= Amanda Rudd =

Amanda Rudd

Amanda Sullivan Randle Rudd (April 9, 1923 – February 11, 2017) was an American librarian and the first African American and the first woman to serve as Commissioner of the Chicago Public Library.

== Life ==

Born in Greenville, South Carolina, Rudd attended Florida A & M University and Case Western Reserve University in Cleveland, the latter from which she earned her master’s in library science degree. During her time in Cleveland, she worked in the public school system teaching second grade, and later became Assistant Director of School Libraries for Cleveland’s public schools. In 1970, she moved to Chicago, where she worked for Field Enterprises as an education consultant to school systems, helping them adopt the company’s publication, World Book Encyclopedia, into their curriculum. In 1975, she was hired on at the Chicago Public Library as assistant chief librarian, focusing on community outreach, before taking on a deputy commissioner position and later an acting commissioner position. In 1982, she was promoted to the role of library commissioner, making her the first woman and the first African-American Commissioner of the Chicago Public Library. She resigned as commissioner in February 1985, but continued to work for the library for the following two years as a consultant. Following the expiration of her consultant contract with the library, Rudd began work for the book distributor Baker & Taylor before retiring and moving to Cleveland and Washington, D.C., and later settling in Atlanta, Georgia.
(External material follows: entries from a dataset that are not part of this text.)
PR #7370, opened 2026-03-31
feat: Back button sets view to where you left page

### LINKED ISSUE #5350: [BUG] - UX problem: Back from the detail view, scroll position always at the start again

Choromanski:

Viewing a recipe and pressing back in the browser now takes you to where you left the page (instead of the top of the page).

Fixes #5350

New to writing composables so let me know if I missed anything.

## Testing

Built and ran.

## AI / LLM Assistance

A decent amount to figure out how composables work and to determine how to cache the scroll state.


frontend/composables/use-scroll-position.ts
```diff
@@ -0,0 +1,32 @@
+export function useScrollPosition() {
+  const router = useRouter();
+  const scrollPositions = new Map<string, number>();
+
+  router.beforeEach((to, from) => {
+    scrollPositions.set(from.path, document.documentElement.scrollTop);
+  });
+
+  router.afterEach((to, from, failure) => {
```
michael-genson: We need to clean these up on unmount otherwise there's a memory leak. Something like:
```ts
const unregister = router.beforeEach(...)
onUnmounted(() => unregister());
```

I forget exactly what the API looks like, but it's something like that.

frontend/composables/use-scroll-position.ts
```diff
@@ -0,0 +1,32 @@
...
+
+    let timeout: ReturnType<typeof setTimeout>;
+
+    const observer = new MutationObserver(() => {
+      clearTimeout(timeout);
+      timeout = setTimeout(() => {
+        observer.disconnect();
+        document.documentElement.scrollTop = savedPosition;
+      }, 100);
+    });
```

Rudd died in Atlanta on February 11, 2017.

== Impact ==

A great deal of Rudd’s librarianship centered on advocating for and creating an atmosphere of equality and diversity. As commissioner, she worked with communities, especially Black and Hispanic communities, in Chicago to determine their needs and provide them with the opportunity to learn about all of the CPL’s services. In her work with Baker & Taylor, she spent much of her time with the company working on an African-American-centric annotated bibliography for children’s literature. She also served as a mentor to many figures in the library science field, including Mary Ghikas, senior associate executive director of the ALA, and Carla Hayden, former ALA president and the Librarian of Congress since 2016.